• [DATA SUPPLIED]

PR #481, opened 2020-06-16
fix: id:45121 badge overlapped on content base type icon and name

Farhan-emgage:
FE - Create ContentStore: Entity state badge shows large which is overlapped on content base type icon and contentdef name in step-1 Select Content Template


weegrom:
@Farhan-emgage this is approved, however I did not merge as it looks like this and https://github.com/emgage/emgage-frontend/pull/1074 are related.

PR #504, opened 2020-07-25
Bugfix/44584: dropDown result cutting issue while adding new member o…

CaptainWild:
This PR resolved [44584](https://atera.tpondemand.com/RestUI/Board.aspx#page=board/4941726065867675222&appConfig=eyJhY2lkIjoiOTEwQzZFODEyODVCQ0Y4MTg5RUIyMEJEQTVDMEM2OUYifQ==&boardPopup=bug/44548/silent).

### DIFF
--- a/src/components/Picker/Picker.scss
+++ b/src/components/Picker/Picker.scss
@@ -37,6 +37,7 @@ $stacking-order: (
 }
 
 .container {
+  width: 100%;
   display: inline-block;
   //overflow: hidden;
   text-overflow: ellipsis;


src/components/Picker/AutoSuggestText.tsx
```diff
@@ -38,26 +38,28 @@ class AutoSuggestText extends React.PureComponent<Props, {}> {
...
-          renderSuggestion={this.props.autoSuggestMethods ? this.props.autoSuggestMethods.renderSuggestion : null}
-          highlightFirstSuggestion={true}
-          inputProps={this.props.stateProps ? this.props.stateProps.inputProps : null}
-          ref={this.props.autoSuggestMethods ? this.props.autoSuggestMethods.storeInputReference : this.refHolder}
-          theme={{
-            ...theme,
-            container: theme.container,
-            suggestion: theme.suggestionItem,
-            suggestionsList: theme.suggestionsList,
+        <div style={{ width: '100%' }}>
```
renanpallin, line 41: That's not a good practice, it causes a memory leak within renderes.
One way to accomplish your style is to create a class in pure css and style with "className" property to your div.
You could try remove this div and apply your style to  `theme.suggestionsContainer` as we see in line 43, this way we prevent an additional div.
If not work with suggestionsContainer, just create the css class I said =)

renanpallin:
Be really careful with push force, my friend hahahah

PR #513, opened 2020-08-10
Bugfix/45621 fe message channel time ui shown vertical instead of horizontal

sagar-vaghela:
Added New css file as emage-frontend not include requires css.


emgageadmin:
https://atera.tpondemand.com/entity/45621

PR #945, opened 2021-09-14
fix: id:54974 disable textfield display backdrop

Farhan-emgage:
disable textfield display backdrop


weegrom (commented):
@Farhan-emgage this is not a change we want. When a field is disabled it is to show the backdrop with a light gray background, as defined farther down this stylesheet by the .disabled > .backdrop declaration. You should not be changing the disabled backdrop to transparent. Please delete this PR.

emgageadmin:
https://atera.tpondemand.com/entity/54974

PR #948, opened 2021-09-16
fix: id:54984 remove static width from combobox popover

Farhan-emgage:
remove static width from combobox popover


emgageadmin:
https://atera.tpondemand.com/entity/54984

sagar-vaghela (approved):

PR #953, opened 2021-09-21
fix: id:55031 combobox accessibility

Farhan-emgage:
combobox accessibility


emgageadmin:
https://atera.tpondemand.com/entity/55031

PR #956, opened 2021-09-28
fix: id:55102 combobox item selection scroll page issue

Farhan-emgage:
combobox item selection scroll page issue


emgageadmin:
https://atera.tpondemand.com/entity/55102

PR #959, opened 2021-10-14
fix: id:55116 revert code for auto complete in combo box

Farhan-emgage:
revert code for auto complete in combo box


emgageadmin:
https://atera.tpondemand.com/entity/55116

PR #960, opened 2021-10-14
fix: id:55317 link color change in delicious theme

Farhan-emgage:
link color change in delicious theme


emgageadmin:
https://atera.tpondemand.com/entity/55317

PR #963, opened 2021-10-18
fix: id:54788 corrections in switch component

Farhan-emgage:
corrections in switch component


emgageadmin:
https://atera.tpondemand.com/entity/54788

PR #965, opened 2021-10-18
fix: id:55033 correction in switch circle alignment

Farhan-emgage:
correction in switch circle alignment


emgageadmin:
https://atera.tpondemand.com/entity/55033

PR #603, opened 2020-11-04
Agent chart added #490

### LINKED ISSUE #490: Front-end for Agent chart
We would like DOC leaders to be able to easily identify anomalies and standout agents to identify and understand anomaly agent behavior and properly allocate resources. The agency can work with individual districts and/or agents to address anomalies or set new agency policy to correct imbalances.

This will be a new middle chart in the Lantern dash:
image

**Additional context**

### LINKED ISSUE #540: [Tech-debt] ExportMenu should accept only datasets and labels fields, rather than the whole chart object
ExportMenu component should not accept chart node, it should accept only datasets and labels fields.

Also, please rename `TenantExportMenu` to `ChartCardExportMenu`. 

**Additional context**

Wmaileq:
## Description of the change

- RevocationCharts BEM implemented
- Added some translations "revoked", "admissions"
- Added Agent Chart

## Type of change

## Related issues

> Closes #490 
> Closes #540 

### Development

### Code review


src/components/charts/new_revocations/RevocationsByDistrict/RevocationsByDistrict.js
```diff
@@ -20,63 +20,70 @@ import PropTypes from "prop-types";
...
-    modes={
-      flags.enableRevocationRateByExit
-        ? ["counts", "rates", "exits"]
-        : ["counts", "rates"]
-    }
-    defaultMode="counts"
-  />
-);
+}) => {
+  const chartTitle = `${translate("Revocations")} by district`;
```
jovergaag, line 36: Can you do the same for the Gender, Race, and Risk Level charts please. Somehow we missed this translation in the refactor.

src/components/charts/new_revocations/RevocationCharts/RevocationCharts.js
```diff
@@ -33,33 +37,39 @@ const RevocationCharts = ({
...
+    conditionallyHide(selectedChart, "Gender", genderChart),
+    conditionallyHide(selectedChart, "Race", raceChart),
+    conditionallyHide(selectedChart, "District", districtChart),
   ];
 
   const renderSelectedChartSingularLoad = () => {
     switch (selectedChart) {
       case "Risk level":
         return riskLevelChart;
+      case "Agent":
```
jovergaag, line 64: The button for this chart in the labels menu should translate for the different tenants - Officer (MO)/Agent (PA)

jovergaag (changes requested):
This is looking great! When we were looking through this we were able to flesh out a few more requirements. I made comments below.

Wmaileq:
@jovergaag fixed issues.
Also toggled treatCategoryAllAsAbsent to true.
Curious whether all other charts should be toggled in the same way or am I missing something?

src/components/charts/new_revocations/RevocationCharts/RevocationCharts.js
```diff
@@ -82,29 +92,30 @@ const RevocationCharts = ({
...
         {CHARTS.map((chart) => (
-          <div key={chart}>
+          <div className="RevocationCharts__label" key={chart}>
             <button
               type="button"
-              className={`chart-type-label ${
-                selectedChart === chart ? "selected" : ""
-              }`}
+              className={cn("RevocationCharts__button", {
+                "RevocationCharts__button--selected": selectedChart === chart,
```
jovergaag, line 102: We are not seeing the chart in PA - in either live data or demo mode.

src/components/charts/new_revocations/RevocationCharts/RevocationCharts.js
```diff
@@ -33,33 +37,39 @@ const RevocationCharts = ({
...
   );
 
   const renderSelectedChartSimultaneousLoad = () => [
-    conditionallyHide(selectedChart, "Risk level", riskLevelChart, 0),
-    conditionallyHide(selectedChart, "Violation", violationChart, 1),
-    conditionallyHide(selectedChart, "Gender", genderChart, 2),
-    conditionallyHide(selectedChart, "Race", raceChart, 3),
-    conditionallyHide(selectedChart, "District", districtChart, 4),
+    conditionallyHide(selectedChart, "Risk level", riskLevelChart),
+    conditionallyHide(selectedChart, translate("Officer"), officerChart),
```
jovergaag, line 53: I don't think we need to translate this here - the copy translation is done on line 106. Maybe this is why the agent chart isn't rendering? Same goes for line 64. Sorry - I may have led you astray on this in my original review.

src/components/charts/new_revocations/RevocationsByOfficer/RevocationsByOfficer.js
```diff
@@ -0,0 +1,94 @@
...
+  dataFilter,
+  filterStates,
+  stateCode,
+  timeDescription,
+}) => {
+  const chartTitle = `${translate("Revocations")} by ${translate("officer")}`;
+
+  return (
+    <RevocationsByDimension
+      chartId="revocationsByAgent"
```
jovergaag, line 39: This should be `revocationsByOfficer`

src/components/charts/new_revocations/RevocationsByOfficer/createGenerateChartData.js
```diff
@@ -0,0 +1,145 @@
...
+      rate: calculateRate(dataPoint.count, dataPoint[fieldName]),
+    })),
+    orderBy(["rate"], ["desc"]),
+    (dataset) => dataset.slice(0, MAX_OFFICERS_COUNT)
+  )(apiData);
+
+  const dataPoints = map((item) => item.rate.toFixed(2), filteredData);
+
+  const labels = map("officer", filteredData);
+  const denominators = map("supervision_count", filteredData);
```
jovergaag, line 67: We are having a bug in the counts such that most of the officers are showing 100% - with a multiple of 8 in the denominator. The chart with demo data looks fine so this is almost certainly a backend bug. I'm going to look into the metric views and see if I can figure out what is going on, unfortunately that is lower priority than the IE11 performance issue so it might be a few days.

jovergaag (changes requested):
There are a few things to continue to look into.
* PA chart
* translations
* I'm going to look into the percent data to figure out why we're seeing strange results on the percent chart
* Export - this is something I didn't comment on below. We will want to export ALL of the data that matches the filter instead of truncating it to 50. Also, can you please make the data in the export rows instead of columns for officer names? That will make it much easier to read.

Re: `treatCategoryAllAsAbsent` - no we should not set that to true for this chart (yet). That means that there are no 'ALL' rows in the data coming from the API and so the data passes through the filters differently. For this view we do have the 'ALL' rows right now. However, this metric file is over 4 times larger than any of the other files and running this locally the performance impact is significant. I think we will have to trim down the metric file, and that might mean removing the ALL rows. But for now, do not include that boolean.

Wmaileq:
@jovergaag All done except 

> Also, can you please make the data in the export rows instead of columns for officer names? That will make it much easier to read.

I think maybe it is not the last chart where we should rotate, and the solution is the `ExportMenu` prop. It is not 5 minutes task so it would be easier to make an extra issue for this.

jovergaag:
@Wmaileq This is no longer rendering any data in the chart - even in demo mode. Maybe due to the merge master?

The data won't be ready to support this for another, so there is no rush to get this in. Considering that, I think it is worth adding the ability to `rotateData` within the `ExportMenu` component. If you want to do that in a separate PR to avoid this PR getting too big that is fine.

Wmaileq:
@jovergaag for me it is working, but you need to specify District. Because flag `treatCategoryAllAsAbsent` is disabled.

jovergaag (commented):
This looks great for now. Let's put it on hold while we sort out the backend.

I chatted with the product manager and she agrees that it is best to pivot the axis of the data export for most of the charts. I'll create a new issue for this so we can get it merge and ready for when this is ready to go.

jovergaag:
@Wmaileq Sorry for taking so long to get back to you on this. I was on vacation on Friday.

I just pushed up a commit that lets us see data in the officer chart. We were filtering for `district != 'ALL'` in `createGenerateChartData`. Removing that fixed the issue on live data immediately, and I just updated the fixture file so you can see a better set of data on the default filters.

jovergaag (approved):
Great! This will be followed up by a few other tasks to address remaining issues.

PR #612, opened 2020-11-11
Abortable useChartData promise and concurrent requests handling

### LINKED ISSUE #564: [Tech-debt] Do not fetch revocation_matrix_cells twice
We are currently fetching `revocation_matrix_cells` twice, once for the matrix chart and once for the district filters. Instead, hold this data in a context and allow both components to access it.

**Additional context**

### LINKED ISSUE #606: Memory leak - cleanup in useEffect, check props passed to children, 'use strict' mode?
Nearly all of our users on the PA dashboard use IE11. They have been reporting difficult sessions and errors loading the charts after using the app for a while. I have spent the day today running some performance analysis on IE11 and Chrome. With the optimizations in the optimization PR ([#486](https://github.com/Recidiviz/pulse-dashboard/pull/486) the memory usage in Chrome when loading the MO dashboard is approximately 100MB - and does not grow much when using the filters generously. On IE11 - it is around 722MB and easily grows to 1.8GB within about a 15 minute session. Some of this is probably the performance analyzer using memory in IE11 but regardless, after using the app for a while and refreshing the page - eventually the charts fail to load because IE11 has run out of memory.  I'm going to work on the backend and see if we can consolidate some of the metric files so that we are downloading less data to begin with. I'm hoping you can hunt down some ways to optimize memory and ensure we are cleaning up in our effect hooks and closures.

I often see this warning in the console when switching between the dimensions charts. Those might be a good place to start ensuring we are cleaning up our effect hooks. Maybe start there but we really should check all of them.
`Warning: Can’t call setState (or forceUpdate) on an unmounted component. This is a no-op, but it indicates a memory leak in your application. To fix, cancel all subscriptions and asynchronous tasks in the componentWillUnmount method.`

A few other things to look into
* 'use strict' mode
* de-structuring objects and only passing necessary objects into children components.

I found this helpful:
https://blog.appsignal.com/2020/05/06/avoiding-memory-leaks-in-nodejs-best-practices-for-performance.html

**Additional context**

Wmaileq:
## Description of the change

- Made abortable promises
- The same file does not load twice

## Type of change

## Related issues

> Closes #606 
> Closes #564 

### Development

### Code review


jovergaag (approved):
Nice. Thanks for breaking this out so we can get it merged while we come up with a better cacheing solution.

PR #619, opened 2020-11-18
downloads refactor

### LINKED ISSUE #616: Swap the axis of the data export for specific charts
Data exports for the following charts are difficult to read due to the single row/multiple column format. Let's swap the axis of the export so that it is more rows than columns.

Apply this change for the following exports:
-revocationsByDistrict
-revocationsOverTime
-revocationsByViolation
-revocationsByOfficer
-revocationsByGender
-revocationsByRace
-revocationsByRiskLevel

**Additional context**

Wmaileq:
## Description of the change

- Refactored `downloads` functions
- Added export csv rotate if columns count more than rows count. 

## Type of change

## Related issues

> Closes #616 

### Development

### Code review


Wmaileq:
@jovergaag 
Almost finished here.

Need to test all the exports and then it will be ready for review. Also tests needed here.

Also, tomorrow I will investigate if we can replace this `document.getElementById`s with react approach.

src/components/charts/common/bars/utils.js
```diff
@@ -99,31 +99,22 @@ export function configureDownloads(
...
     label: bar.label,
     data: countsByType[bar.key],
   }));
 
   const chartTitle = upperCase(exportLabel);
 
-  const convertValuesToNumbers = false;
-
-  configureDownloadButtons(
+  configureDownloadButtons({
```
jovergaag, line 109: This is so much nicer with the props object, thank you.

src/utils/downloads/configureFileName.js
```diff
@@ -0,0 +1,24 @@
+import getTimeStamp from "./getTimeStamp";
+
+function configureFilename(chartId, filters, withoutFilters) {
```
jovergaag, line 3: It looks like the third param is `shouldZipDownload` when this is being used in downloads, lines 44, 117, etc. Mismatch withoutFilters/shouldZipDownload

jovergaag: Might want to update it here or there to make it less confusing.

src/utils/downloads/createMethodologyFile.js
```diff
@@ -0,0 +1,43 @@
+import moment from "moment";
```
jovergaag, line 1: Can you add a test for this, just to ensure the major sections are there.

It would also be nice to include a test on the chartTitle per locale to ensure our translations stay intact.

src/utils/downloads/downloadCanvasAsImage.js
```diff
@@ -0,0 +1,76 @@
...
+
+function transformCanvasToBase64(canvas, chartTitle, filters) {
+  const topPadding = 120;
+  const temporaryCanvas = document.createElement("canvas");
+  temporaryCanvas.width = canvas.width;
+  temporaryCanvas.height = canvas.height + topPadding;
+
+  // Fill the canvas with a white background and the original image
+  const destinationCtx = temporaryCanvas.getContext("2d");
+  destinationCtx.fillStyle = "#FFFFFF";
```
jovergaag, line 16: There's a lot of static styling in here. Are any of these styles shared with the charts themselves? Can we point both of them at a single stylesheet to ensure the download/chart stay in sync, and make it easier to update in the future.

src/utils/downloads/downloads.js
```diff
@@ -0,0 +1,208 @@
...
+  chartDatasets,
+  chartLabels,
+  chartBox,
+  filters,
+  convertValuesToNumbers,
+  timeWindowDescription,
+  shouldZipDownload,
+}) {
+  const filename = configureFilename(chartId, filters, shouldZipDownload);
+  const downloadChartAsImageButton = document.getElementById(
```
jovergaag, line 118: Were you not able to find another way to do this?

src/utils/downloads/transformChartDataToCsv.js
```diff
@@ -0,0 +1,55 @@
...
+    });
+  }
+
+  try {
+    return await csvExport(formattedData, {
+      mapHeaders: (header) => header.replace("dimension", ""),
+    });
+  } catch (e) {
+    // eslint-disable-next-line no-console
+    console.log(e);
```
jovergaag, line 50: Should we `console.error` here instead?

src/utils/downloads/transformChartDataToCsv.js
```diff
@@ -0,0 +1,55 @@
...
+  convertValuesToNumbers,
+  isTable
+) {
+  const datasetsWithoutTrendLine = datasets.filter(
+    (dataset) => dataset.label !== "trendline"
+  );
+
+  let formattedData;
+
+  if (!isTable && labels.length > datasetsWithoutTrendLine.length) {
```
jovergaag, line 15: This approach is working great other than for the matrix. The matrix axis got flipped which is confusing. I think that one should never be flipped no matter how many labels there are.

jovergaag (changes requested):
These exports are so much easier to read now! A few requested changes:

- For the district names, please convert them to strings so they will all be left justified. Most programs opening a csv will left justify strings and right justify numbers so for district names they are all over the place.
- Please add the name of the dimension as the column header for the first column.

A few other comments in line. 

Great work!

jovergaag:
One more thing, the `TenantExportMenu` and `ExportMenu` continue to make me think whenever I need to remember which is which. Can you rename `TenantExportMenu` -> `ChartCartExportMenu` please.

src/utils/downloads/configureFileName.js
Wmaileq: Yes, I've done it on purpose, because, in my opinion, function `configureFilename` does not need to know about `shouldZipDownload` I thought this parameter name would be more descriptive.
When you read `withoutFilters` you know that this parameter disables filters, but when you see `shouldZipDownload` I think it is a bit confusing, and you need to go through func body to realize what this parameter do.

src/utils/downloads/downloads.js
Wmaileq: Yes, I think this should be done in new PR, because this refactor will result in a lot of changes, but PR is big already.

src/utils/downloads/createMethodologyFile.js
Wmaileq: I am not sure that I got it, looks like chartTitle goes from props, not from translations...
Added unit tests, so all the external functions mocked.

jovergaag: Oh you are right. Nevermind :)

src/utils/downloads/downloadCanvasAsImage.js
Wmaileq: All exported charts consist of: heading, filters applied, and the whole copied chart canvas.
1. We have no filters on the website charts
2. I am not sure that the heading should inherit from the website, but if this is the case I can do it.
3. the whole chart canvas is just copied to export canvas, so no differences here.

Maybe it is a good idea to inherit background from the source.

Wmaileq:
Added dimensions to all the export data, tested all the charts, all should work as expected!

src/components/charts/GeoViewTimeChart.js
```diff
@@ -325,6 +325,7 @@ class GeoViewTimeChart extends Component {
       chartLabels: officeNames,
       chartBox: document.getElementById(this.props.chartId),
       filters: this.props,
+      dimension: "Region",
```
jovergaag, line 328: Let's call this 'County'

jovergaag (changes requested):
I have just a few small nit picks on the labels. We also still need to convert all the row labels to strings to ensure they are left justified.

Thanks!

src/components/charts/common/bars/utils.js
```diff
@@ -90,15 +90,15 @@ export const groupByMonth = (barKeys) => (dataset) =>
     }))
   )(dataset);
 
-export function configureDownloads(
+export function configureDownloads({
```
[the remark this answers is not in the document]
Wmaileq: Yeah, forgot to comment but I investigated here, looks like CSV doesn't support types, so we cannot set the type of cell to string implicitly, different CSV readers have different technics.
We can add `'` to the start of the cell, this converts cell to string in Excel, but in `Mac's Numbers app` it will look like this:
image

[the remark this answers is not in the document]
jovergaag: Oh. Right that makes sense. Let's not add the `'` and just leave it the way it is. Thanks for looking into it!

jovergaag (approved):
Wonderful, thank you! 🎉

PR #620, opened 2020-11-20
[IE11] multi-select onBlur bug

### LINKED ISSUE #596: [fullstory] District filter remains open after interacting with other parts of the page
From viewing a Fullstory session, it appears that one users's district filter remains open even after they click on the case type filter and interact with other parts of the page. I did not see this behavior occur for any other users. The user was using IE11.

**Additional context**
Fullstory is sometimes a little janky, so I'm not sure if this was actually occurring, or the video was off. Can close if this ends up being not reproducible.

jovergaag:
## Description of the change

We had a bug in IE11 where clicking outside of the multi-select menu did not close the menu. This bug only existed react-scripts builds and not in webpack builds which was strange.

The bug was fixed by cleaning up how we are searching for the select input to pass to the ValueContainer. We were not finding the input correctly with the react-scripts build (timing maybe) so the ref was lost, and therefore the focus/blur was broken.

This fix ended up breaking the `closeMenuOnSelect={false}` for IE11, so I manually changed the `onFocus` event handler to help IE11 out.

This has been deployed to staging for QA vs what you see in production.

## Type of change

## Related issues

> Closes #596

### Development

### Code review

### DIFF
--- a/src/components/controls/MultiSelect/ValueContainer.js
+++ b/src/components/controls/MultiSelect/ValueContainer.js
@@ -24,9 +24,9 @@ import { optionPropType } from "../../propTypes";
 const ValueContainer = ({ allOptions, summingOption, children, ...props }) => {
   const { selectProps, getValue } = props;
   const values = getValue();
-  const selectInput = React.Children.toArray(children).find((child) =>
-    child.type === components.Input ? child : null
-  );
+  const selectInput = React.Children.map(children, (child) => {
+    return child.type === components.Input ? child : null;
+  });
 
   const isAll =
     !selectProps.inputValue &&
--- a/src/components/controls/MultiSelect/ValueContainer.js
+++ b/src/components/controls/MultiSelect/ValueContainer.js
@@ -24,9 +24,8 @@ import { optionPropType } from "../../propTypes";
 const ValueContainer = ({ allOptions, summingOption, children, ...props }) => {
   const { selectProps, getValue } = props;
   const values = getValue();
-
-  const selectInput = React.Children.toArray(children).find((input) =>
-    ["DummyInput", "Input"].includes(input.type.name)
+  const selectInput = React.Children.toArray(children).find((child) =>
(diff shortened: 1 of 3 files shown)


src/components/controls/MultiSelect/ValueContainer.js
```diff
@@ -24,10 +24,9 @@ import { optionPropType } from "../../propTypes";
 const ValueContainer = ({ allOptions, summingOption, children, ...props }) => {
   const { selectProps, getValue } = props;
   const values = getValue();
-
-  const selectInput = React.Children.toArray(children).find((input) =>
-    ["DummyInput", "Input"].includes(input.type.name)
-  );
+  const selectInput = React.Children.map(children, (child) => {
+    return child.type === components.Input ? child : null;
```
macfarlandian, line 28: what was "DummyInput", just some legacy thing we don't need to support anymore?

macfarlandian (commented):
I also did a quick QA on IE 11 in browserstack and I am now truly and deeply feeling your pain

src/components/controls/MultiSelect/ValueContainer.js
jovergaag: I *think the "DummyInput" was being used to try to focus the select input at some point but ended up going a different route. I found a blog post about creating a custom `ValueContainer` and it looks like this section was copied directly from that blog. A while back I found a line of code that was commented out that was trying to use the "DummyInput" to focus the input, so it looks like someone was struggling with this focus problem a while ago, but ended up not using the "DummyInput" in the end.

jovergaag:
> I also did a quick QA on IE 11 in browserstack and I am now truly and deeply feeling your pain

Thanks. It is truly a test of patience. But already much better than it was 3 weeks ago!

macfarlandian (approved):

macfarlandian:
one of these days I will have to get a VM testing environment running for IE 11. today is not that day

• [WORK TO BE COMPLETED] Return nothing but the lines from the first line of the listing through the line with "One way to accomplish", please, keeping every one of them unchanged.

• [TASK RESULT]
PR #481, opened 2020-06-16
fix: id:45121 badge overlapped on content base type icon and name

Farhan-emgage:
FE - Create ContentStore: Entity state badge shows large which is overlapped on content base type icon and contentdef name in step-1 Select Content Template


weegrom:
@Farhan-emgage this is approved, however I did not merge as it looks like this and https://github.com/emgage/emgage-frontend/pull/1074 are related.

PR #504, opened 2020-07-25
Bugfix/44584: dropDown result cutting issue while adding new member o…

CaptainWild:
This PR resolved [44584](https://atera.tpondemand.com/RestUI/Board.aspx#page=board/4941726065867675222&appConfig=eyJhY2lkIjoiOTEwQzZFODEyODVCQ0Y4MTg5RUIyMEJEQTVDMEM2OUYifQ==&boardPopup=bug/44548/silent).

### DIFF
--- a/src/components/Picker/Picker.scss
+++ b/src/components/Picker/Picker.scss
@@ -37,6 +37,7 @@ $stacking-order: (
 }
 
 .container {
+  width: 100%;
   display: inline-block;
   //overflow: hidden;
   text-overflow: ellipsis;


src/components/Picker/AutoSuggestText.tsx
```diff
@@ -38,26 +38,28 @@ class AutoSuggestText extends React.PureComponent<Props, {}> {
...
-          renderSuggestion={this.props.autoSuggestMethods ? this.props.autoSuggestMethods.renderSuggestion : null}
-          highlightFirstSuggestion={true}
-          inputProps={this.props.stateProps ? this.props.stateProps.inputProps : null}
-          ref={this.props.autoSuggestMethods ? this.props.autoSuggestMethods.storeInputReference : this.refHolder}
-          theme={{
-            ...theme,
-            container: theme.container,
-            suggestion: theme.suggestionItem,
-            suggestionsList: theme.suggestionsList,
+        <div style={{ width: '100%' }}>
```
renanpallin, line 41: That's not a good practice, it causes a memory leak within renderes.
One way to accomplish your style is to create a class in pure css and style with "className" property to your div.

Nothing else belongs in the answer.